AVE MARÍA
AÑO NUEVO, NUEVO CORAZÓN
Empezando el nuevo año, terminamos el tiempo de Navidad con la fiesta del Bautismo del
Señor en el Jordán por Juan el Bautista. Las tres Epifanías de Jesucristo. En Belén, primero a
los pastores de Israel, el Pueblo de la Promesa, el Pueblo elegido. Luego a Los Tres Reyes
Magos, a todos los gentiles y paganos que le reconocen como autentico Rey del Universo y
Salvador y postrados Le adoran. Y por último en el Jordán cuando la Teofanía es completa. Se
ven juntos al Padre, que habla desde la nube, el Hijo que está cumpliendo con la ley antigua y
el Espíritu Santo que desciende en forma de paloma. Cada una de estas tiene un valor
teológico y práctico infinito.
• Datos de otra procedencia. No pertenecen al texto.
PR #18, opened 2022-08-11
Mailman3 Core tests

marceloneppel:
# Issue
* The legacy db relation implemented in https://github.com/canonical/postgresql-operator/pull/12 needs integrations tests.

# Solution
* Implement a test relating PostgreSQL with [Mailman3 Core charm](https://charmhub.io/mailman3-core).

# Context
* `tests/integration/conftest.py` contains a fixture to build the PostgreSQL charm that is used in this new and also in the existing integration tests.
* `tests/integration/helpers.py` has some helper functions to check whether databases and users were create after a relation is established, a function to get relation data related to connection to the database and also a function to deploy the application and relate it to PostgreSQL.
* `tests/integration/test_charm.py` had some small changes related to variable/constants and removing a fixture that was moved to tests/integration/conftest.py.
* `tests/integration/test_db.py` implements the tests that are described in the next section of this PR description.
* `tox.ini` has a new dependency needed to connect to the Mailman3 Core API.

# Testing
* The integration test that was implemented tests the relation between PostgreSQL and Mailman3 Core.
* Then it tests that Mailman3 Core is configured to use PostgreSQL instead of SQLite as the database.
* It also tests that, after the relation, it is possible to connect to Mailman3 Core API and do some CRUD operations.

# Release Notes
* Add  legacy db relation integration tests.


MiaAltieri (approved):
So thorough looks awesome Marcelo!! 🤩

minor suggestions only :)

WRFitch (approved):

shayancanonical (approved):

PR #21, opened 2022-08-16
Change charm database user

marceloneppel:
# Issue
* Database charms need a database user with a name that is easy to identify. This user shouldnt be used by charms related to the database charm.

# Solution
* Change the default `postgres` superuser to a user called `operator`.

# Context
* Changed the `postgres` superuser to `operator`. Patroni uses that for some operations too.
* Patroni uses another user for replication, so no issues because of changing the superuser. 
* This was already done in a similar way in https://github.com/canonical/postgresql-k8s-operator/pull/25.
* Changes in `lib/charms/postgresql_k8s/v0/postgresql.py` will be submitted to the k8s charm later.
* The default `postgres` user needs to be created because some applications (not charms), like [Landscape Server](https://bugs.launchpad.net/landscape/+bug/1987689), need that user in the database for some operations.
* The action used to retrieve the charm user password was renamed. That action will also be used to retrieve other system users passwords later.

# Testing
* Unit and integration tests were updated.
* Manually tested the charm to check that the right user is created inside PostgreSQL.

# Release Notes
* Change charm user to a user called `operator`.


WRFitch (approved):

shayancanonical (approved):
lgtm!

PR #23, opened 2022-08-25
Rework secrets

marceloneppel:
# Issue
* Secrets like passwords and TLS certificates should be moved to Juju secrets in the future.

Meditemos la visita de Los Reyes Magos. Son 3 extranjeros cuya
sabiduría terrena les hace en lo humano algo extraordinario que supera su entendimiento. Ese
acontecimiento les hace de guía hacia una esperanza que supera su propia comprensión. Y se
encuentran, efectivamente, con ese Alguien extraordinario al que llegan a descubrir por la
fuerza de la fe y el desprendimiento de todas sus riquezas, oro, incienso y mirra. Nuestra
Señora guardaba todas esas cosas en Su Inmaculado Corazón. Y los Magos, al recibir un aviso
en sueños, que en nuestros caso puede ser nuestra propia conciencia tras descubrir a Cristo,
se vuelven a sus labores habituales por otro camino. El nuevo camino con el que nosotros
debemos emprender cada año, cada día nuevo, las mismas cosas que hacíamos ayer, pero
teniendo a Jesús como verdadera Estrella que desde ahora guie nuestros pensamientos y
acciones. Y pidiendo a Nuestra Señora que guardemos en el corazón esas cosas para irlas
purificando en el crisol de los sacramentos. Feliz Nuevo Corazón.